*TO DO*. Look for the word "granted" in the entries and copy every line where it shows up.

*MATERIAL PROVIDED*.
PR #122, opened 2017-03-17
Pass current state of the definition to definition_helpers in APISpec.definition

martinlatrille:
Now pass the current state of the definition (i.e. `ret`) as a `kwarg` to all definition helpers.

It will allow helpers to do modifications of nested value in the definition (like modifying a schema's property for example) without overriding the whole top-level dict (`properties`, in our example).

### DIFF
--- a/apispec/core.py
+++ b/apispec/core.py
@@ -269,8 +269,8 @@ class APISpec(object):
         - Return a `dict` representation of the definition's Schema object.
 
         The helper may define any named arguments after the `name` argument.
-        In `kwargs`, you will find among other things:
-        - Definition: the current state of the definition of the schema.
+        ``kwargs`` will include (among other things):
+        - definition (dict): current state of the definition
 
         https://github.com/OAI/OpenAPI-Specification/blob/master/versions/2.0.md#definitionsObject
 
--- a/apispec/core.py
+++ b/apispec/core.py
@@ -219,7 +219,7 @@ class APISpec(object):
         # Execute all helpers from plugins
         for func in self._definition_helpers:
             try:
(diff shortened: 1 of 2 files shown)


lafrech:
Looks good.

Note that this relies on the order in which the helpers are executed, which is the registration order: the order of the plugins in the list you pass at APISpec init. This is also the case for path helpers. This could be an issue if you need a different order for path helpers and definition helpers. But this is more of a theoretical issue, I don't think it would be blocking in practice. Anyway, there's no reason to block this PR until this is addressed.

Care to add a test before we can merge this?

Also, I suggest this change:

```python
- Definition: the current state of the definition of the schema
+ definition (dict): current state of the definition
```

apispec/core.py
```diff
@@ -269,6 +269,8 @@ def register_definition_helper(self, func):
         - Return a `dict` representation of the definition's Schema object.
 
         The helper may define any named arguments after the `name` argument.
+        In `kwargs`, you will find among other things:
```
sloria: To piggy-back on @lafrech 's suggestion, how about:

```
``kwargs`` will include (among other things):
- definition (dict): current state of the definition
```

sloria (changes requested):
Once the test and small doc change have been made, this is good to merge. Thanks for the PR, and thanks @lafrech for reviewing.

martinlatrille:
Thanks for the review guys, I've edited the doc and added a test!

apispec/core.py
martinlatrille: Done!

sloria (approved):

sloria:
Looks good. Thanks for making those changes.

PR #116, opened 2025-06-14
Add Entry::is_pruned_by method

sgwilym:


AljoschaMeyer:
Should also have `prunes` (implemented by calling `is_pruned_by` with reversed arguments).

PR #117, opened 2025-06-16
Add SubspaceId::singleton_range, Path::singleton_range

sgwilym:


AljoschaMeyer:
Suuuuper nitpickey, but in the doc comments, "exactly one" instead of "only one" would be less ambiguous.
I'm not proud that I'm feeling strongly about this, but I do...

data-model/src/parameters.rs
```diff
@@ -18,6 +19,17 @@ pub trait NamespaceId: Eq + Default + Clone + Debug {}
 pub trait SubspaceId: Ord + Default + Clone + Debug {
     /// Returns the next possible value in the set of all [`SubspaceId`], i.e. the (unique) least value that is strictly greater than `self`. Only if there is no greater value at all may this method return `None`.
     fn successor(&self) -> Option<Self>;
+
+    /// Returns a range which *only* [includes](https://willowprotocol.org/specs/grouping-entries/index.html#range_include) the value of `self`.
```
AljoschaMeyer, line 23:
```suggestion
    /// Returns a range which [includes](https://willowprotocol.org/specs/grouping-entries/index.html#range_include) **exactly** one value, which is that of `self`.
```

PR #119, opened 2025-06-19
McCapability: Check namespace and granted area when creating AuthorisationToken

sgwilym:


AljoschaMeyer:
> I'm confused. Why would an entry be checked against a cap's granted namespace and area when a cap is created?

Uhm, yeah, never mind...

PR #126, opened 2025-07-30
Add DecodedMcEnumCap with RelativeDecodable impl

sgwilym:
- Implements RelativeEncodable for UnverifiedMcEnumerationCapability  
- Implements RelativeDecodable for DecodedEnumCap 
- No fuzz tests as it's not possible to use our fuzzing utilities where type A is decoded to type B.


AljoschaMeyer:
Thanks!

PR #130, opened 2025-08-14
Sideloading

sgwilym:
This PR adds a new crate, `willow-sideload`, which implements the [Sideloading protocol](https://macromania--macromania.deno.dev/specs/sideloading/index.html#sideloading)(preview link).

The API in a nutshell:
- `create_drop`, which you give an iterator of `Area`s to ingest entries from, a `Store`, and a ufotofu `Consumer` with which to consume the encoded bytes of the resulting drop.
- `ingest_drop`, which you give an ufotofu producer of bytes (i.e. the code of the drop), and a `Store` which should ingest the encoded entries and payloads.

I've also got a placeholder Willow'25 wrapper for these APIs which configures everything **except** for encryption / decryption, so it is not ready for use yet.


AljoschaMeyer:
Looks good, ready to merge for me!

PR #137, opened 2025-09-05
RbsrStore implementation for StoreSimpleSled + ControlStore

sgwilym:


AljoschaMeyer:
For reasons that are not at all cursed, I had to change some Store and RbsrStore methods to take `self` as an `Rc<Self>` instead  of a `&Self`, and also to take some other arguments by value. This is so that the returned `impl Producer`s are `'static`. @sgwilym, could you update the method impls accordingly on this branch? Changes introduced at https://github.com/earthstar-project/willow-rs/commit/fa94d8b4778dfde6c200693585ec0043027e15d3.

AljoschaMeyer:
PR looks otherwise good to merge to me at a rough glance.

Issue #447, opened 2019-12-02
Engine will not recognize .NET Framework versions beyond 4.5


CharliePoole:
Recognizing 4.6, 4.7 and 4.8 is easy. However, there's an added problem in recognizing 4.6.1, 4.6.2, etc.

The RuntimeFramework class takes a version in it's constructor. When the version has only two components, it is taken to be the framework version. When it has three or four, that is taken to be a CLR version and a different path is followed.

We __could__ implement a hack, whereby small values in the third component indicate a framework version. I'd prefer to fix it so that the constructor always deals with framework version and we use some static method to construct from CLR version. Alternatively, we could just not allow use of a CLR version, which was introduced back when it was common to have pre-releases with a different CLR.

@mikkelbu @immeraufdemhund @ChrisMaddock Which way do you think I should go? I'll replicate this issue in the nunit-console repo as well.

immeraufdemhund:
I honestly have no idea. I've never cared which version I had, but our company often made us upgrade programs to the latest revision because of "security".

ChrisMaddock:
I personally think we need to separate Runtime and Target Frameworks out into two separate classes entirely. 🙂 Anything else seems like a representation which will always be open to ambiguity.

CharliePoole:
Could you clarify what you mean by Runtime vs Target Framework? What would be separated?

ChrisMaddock:
Just the representation of the two.

An example, I have a test assembly that targets .NET Framework 4.5. On my (hypothetical!) machine, I have three runtimes that I could choose to run that on: CLR v2, CLR v4 and Mono. Like wise for a test assembly that targets .NET Standard 2.0 - I could chose to run it on CLR v4, Mono or .NET Core.

I've found it confusing before how we currently use the same `RuntimeFramework` class to represent both concepts. I'd like to separate that out, and make which target frameworks which we support running on which platforms a little clearer. 🙂

CharliePoole:
Yes, I see your point. I have added a compatible implementation of `FrameworkName` to my .NET 2.0 build in order to deal better with target frameworks. One thing that `RuntimeFramework` has, which complicates things a bit, is the ability to specify "Any" framework and/or any version. So, for example, `mono` means any version of Mono and `Any` means any version of any runtime. This was probably a case of over-complicating things.

I'm going to give this some more thought.

[...]

Issue #445, opened 2019-11-25
Better error message when attempting to load .NET Core assemblies


CharliePoole:
Currently, if we point the GUI at a .NET Core or .NET Standard assembly, we get a message saying the file couldn't be found at best and in the worst case the tree node for the assembly has a blank or empty name.

Actually running .NET Core tests is where we want to go, but that's a big job. For the moment, I'd like us to detect that the assembly is non-runnable by us and say so. Ideally, we should be able to identify the actual platform requested, e.g. .NET Core 2.1.

PR #448, opened 2019-12-02
Refactoring of RuntimeFramework and RuntimeFrameworkService

CharliePoole:
This is preliminary refactoring in preparation for working on issue #445. I intended to fix the issue in one PR, but it's looking more complicated than I thought and I want to merge this now.

First commit removes all knowledge of available frameworks from `RuntimeFramework`, moving it to `RuntimeFrameworkService`

Second commit creates a compatible implementation of the `FrameworkName` class in the .NET 2.0 build of `nunit.engine.core`.

Third commit makes use of `FrameworkName` by including it as a property of `RuntimeFramework` but no further use is made of the property as yet.

@immeraufdemhund @mikkelbu I'd appreciate a quick look at this, if you can find the time. I'm going to base my fix for #447 off of this PR, which is why I need to merge it.


mikkelbu:
I can take a look at it now, but I think it would also be good to have import from @ChrisMaddock given that he has proposed something similar (and also worked with the code, see e.g. nunit/nunit-console#702 and related issues).

CharliePoole:
Thanks @mikkelbu!

@ChrisMaddock You unfortunately don't come up as a suggested name on this project so I sometimes forget you! Love to have you take a look as well.

src/TestEngine/nunit.engine.tests/Services/RuntimeFrameworkServiceTests.cs
```diff
@@ -95,24 +113,34 @@ public void EngineOptionPreferredOverImageTarget(string framework, int majorVers
...
 
             Assert.Multiple(() =>
             {
-                Assert.That(net20Package.Settings[EnginePackageSettings.RuntimeFramework], Is.EqualTo("net-2.0"));
-                Assert.That(net40Package.Settings[EnginePackageSettings.RuntimeFramework], Is.EqualTo("net-4.0"));
-                Assert.That(topLevelPackage.Settings[EnginePackageSettings.RuntimeFramework], Is.EqualTo("net-4.0"));
+                // HACK: this test will pass on a windows system with .NET 2.0 and .NET 4.0 installed or on a 
+                // linux system with a newer version of Mono with no 2.0 profile.
+                // TODO: Test should not depend on the availability of specific runtimes
+                if (platform == PlatformID.Win32NT)
```
mikkelbu: Could we decorate the test with an `PlatformAttribute` instead?

src/TestEngine/nunit.engine.tests/RuntimeFrameworkTests.cs
```diff
@@ -257,30 +230,30 @@ public override string ToString()
 
 #pragma warning disable 414
         static FrameworkData[] frameworkData = new FrameworkData[] {
-            new FrameworkData(RuntimeType.Net, new Version(1,0), new Version(1,0,3705), "net-1.0", ".NET 1.0"),
+            new FrameworkData(RuntimeType.Net, new Version(1,0), new Version(1,0,3705), "net-1.0", ".NET 1.0", ".Net Framework,Version=v1.0"),
```
mikkelbu: Should ".Net" be ".NET" and should we have a space between `,` and `Version` ? (same comment for all the elements below

src/TestEngine/nunit.engine.core/Services/ExtensionService.cs
```diff
@@ -417,22 +417,22 @@ internal void FindExtensionsInAssembly(ExtensionAssembly assembly)
...
-                        throw new NUnitEngineException($"Extension {assembly.FilePath} targets {assemblyTargetFramework.DisplayName}, which is not available.");
-                    }
-                    else
-                    {
-                        log.Info($"Assembly {assembly.FilePath} targets {assemblyTargetFramework.DisplayName}, which is not available. Assembly found via wildcard.");
-                        return;
-                    }
-                }
-#endif
+//#if !NETSTANDARD2_0
```
mikkelbu: Should we mark this with an TODO or similar?

src/TestEngine/nunit.engine.tests/Compatibility/FrameworkNameTests.cs
```diff
@@ -0,0 +1,187 @@
+// ***********************************************************************
+// Copyright (c) 2015 Charlie Poole, Rob Prouse
```
mikkelbu: Year

src/TestEngine/nunit.engine.tests/Compatibility/FrameworkNameTests.cs
```diff
@@ -0,0 +1,187 @@
...
+// THE SOFTWARE IS PROVIDED "AS IS", WITHOUT WARRANTY OF ANY KIND,
+// EXPRESS OR IMPLIED, INCLUDING BUT NOT LIMITED TO THE WARRANTIES OF
+// MERCHANTABILITY, FITNESS FOR A PARTICULAR PURPOSE AND
+// NONINFRINGEMENT. IN NO EVENT SHALL THE AUTHORS OR COPYRIGHT HOLDERS BE
+// LIABLE FOR ANY CLAIM, DAMAGES OR OTHER LIABILITY, WHETHER IN AN ACTION
+// OF CONTRACT, TORT OR OTHERWISE, ARISING FROM, OUT OF OR IN CONNECTION
+// WITH THE SOFTWARE OR THE USE OR OTHER DEALINGS IN THE SOFTWARE.
+// ***********************************************************************
+
+#if NET35
```
mikkelbu: Should we also include these tests when `NET20`?

src/TestEngine/nunit.engine.tests/Compatibility/FrameworkNameTests.cs
```diff
@@ -0,0 +1,187 @@
...
+        [TestCase("A,Profile=C")]
+        [TestCase("A,======")]
+        [TestCase("A,    =B=")]
+        [TestCase("A,1  =2=3")]
+        public static void ConstructFromStringThrowsArgumentException(string arg)
+        {
+            Assert.Throws<ArgumentException>(() => new FrameworkName(arg));
+        }
+
+        public static void ConstructFromStringThrowsArgumentNullException()
```
mikkelbu: Missing `TestAttribute`

src/TestEngine/nunit.engine/Services/RuntimeFrameworkService.cs
```diff
@@ -264,6 +299,202 @@ private static void ApplyImageData(TestPackage package)
...
+        {
+            return ((int)key.GetValue("Install", 0) == 1);
+        }
+
+        private void FindDefaultMonoFramework()
+        {
+            if (RuntimeFramework.CurrentFramework.Runtime == RuntimeType.Mono)
+                UseCurrentMonoFramework();
+            else
+            if (Environment.OSVersion.Platform == PlatformID.Win32NT)
```
mikkelbu: I prefer writing the `else if` on the same line

src/TestEngine/nunit-agent/Program.cs
```diff
@@ -92,9 +92,9 @@ public static void Main(string[] args)
             LocateAgencyProcess(agencyPid);
 
             log.Info("Agent process {0} starting", pid);
-            log.Info("Running under version {0}, {1}",
-                Environment.Version,
-                RuntimeFramework.CurrentFramework.DisplayName);
+            //log.Info("Running under version {0}, {1}",
+            //    Environment.Version,
+            //    FrameworkFinder.CurrentFramework.DisplayName);
```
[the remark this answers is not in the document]
CharliePoole: Good catch! It was a complicated refactoring, whch I made easier by creating a separate class, `FrameworkFinder` for the stuff I was removing/moving. Eventually I removed it, leaving behind this commented out code, which should now  revert back to how it was originally.

src/TestEngine/nunit.engine.tests/Compatibility/FrameworkNameTests.cs
CharliePoole: The tests target 2.0. only, I believe. I'll want to change that eventually but it depends on whether we want to continue to run in-process (which I don't).

src/TestEngine/nunit.engine/Services/TestAgency.cs
```diff
@@ -279,6 +281,10 @@ public void StopService()
 
         public void StartService()
         {
+            _runtimeService = ServiceContext.GetService<IRuntimeFrameworkService>();
```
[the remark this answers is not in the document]
CharliePoole: Our general pattern is for any service to look up other services it depends on in StartService, giving an error if that service is not available. `ServiceManager` then aborts the run if the dependency was not found. See `RecentFilesService` as another exampe of a dependency.

BTW I always had the idea that we could make service initialization order-independent by detecting such dependencies first. However, for now, we have to add services and initialize in an order that takes the dependencies into account.

src/TestEngine/nunit.engine/nunit.engine.csproj
```diff
@@ -18,6 +18,9 @@
     <PackageReference Include="System.Diagnostics.Process" Version="4.3.0" />
     <PackageReference Include="System.Xml.XPath.XmlDocument" Version="4.3.0" />
   </ItemGroup>
+  <ItemGroup>
+    <Compile Remove="Services\FrameworkFinder.cs" />
```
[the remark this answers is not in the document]
CharliePoole: That's an odd effect. It's because I first Removed framework finder using the IDE, made sure everything compiled and then deleted it. I'll edit.

src/TestEngine/nunit-agent/Program.cs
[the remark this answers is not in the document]
CharliePoole: Fixed!

src/TestEngine/nunit.engine.core/Internal/TargetFrameworkHelper.cs
```diff
@@ -23,6 +23,7 @@
 
 
 using System;
+using System.Runtime.Versioning;
```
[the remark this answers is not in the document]
CharliePoole: No longer needed since we are not using `FrameworkName` here. Could come back, however. :smiley:

src/TestEngine/nunit.engine.core/Services/ExtensionService.cs
CharliePoole: Good catch! It was temporarily commented out so I put it back substituting RuntimeFramework for the temporary FrameworkFinder class.

src/TestEngine/nunit.engine.tests/Compatibility/FrameworkNameTests.cs
CharliePoole: For now, I added NET20

CharliePoole:
Thanks to both of you. I made all the changes except for the comment about how one Service should initialize another Service on which it depends. If we want to change that, I think it has to be a global change to all Services at once. Leaving the comment unresolved in case we want to discuss more.

PR #450, opened 2019-12-08
Recognize .NET Framework versions 4.5 and higher

### LINKED ISSUE #447: Engine will not recognize .NET Framework versions beyond 4.5

CharliePoole:
Fixes #447

This PR introduces an heuristic to recognize whether an arbitrary version is in the proper form to represent a framework. The version must be of one of two forms:
 * MAJOR.MINOR
 * MAJOR.MINOR.BUILD where BUILD < 3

*YOUR RESPONSE*.
McCapability: Check namespace and granted area when creating AuthorisationToken
> I'm confused. Why would an entry be checked against a cap's granted namespace and area when a cap is created?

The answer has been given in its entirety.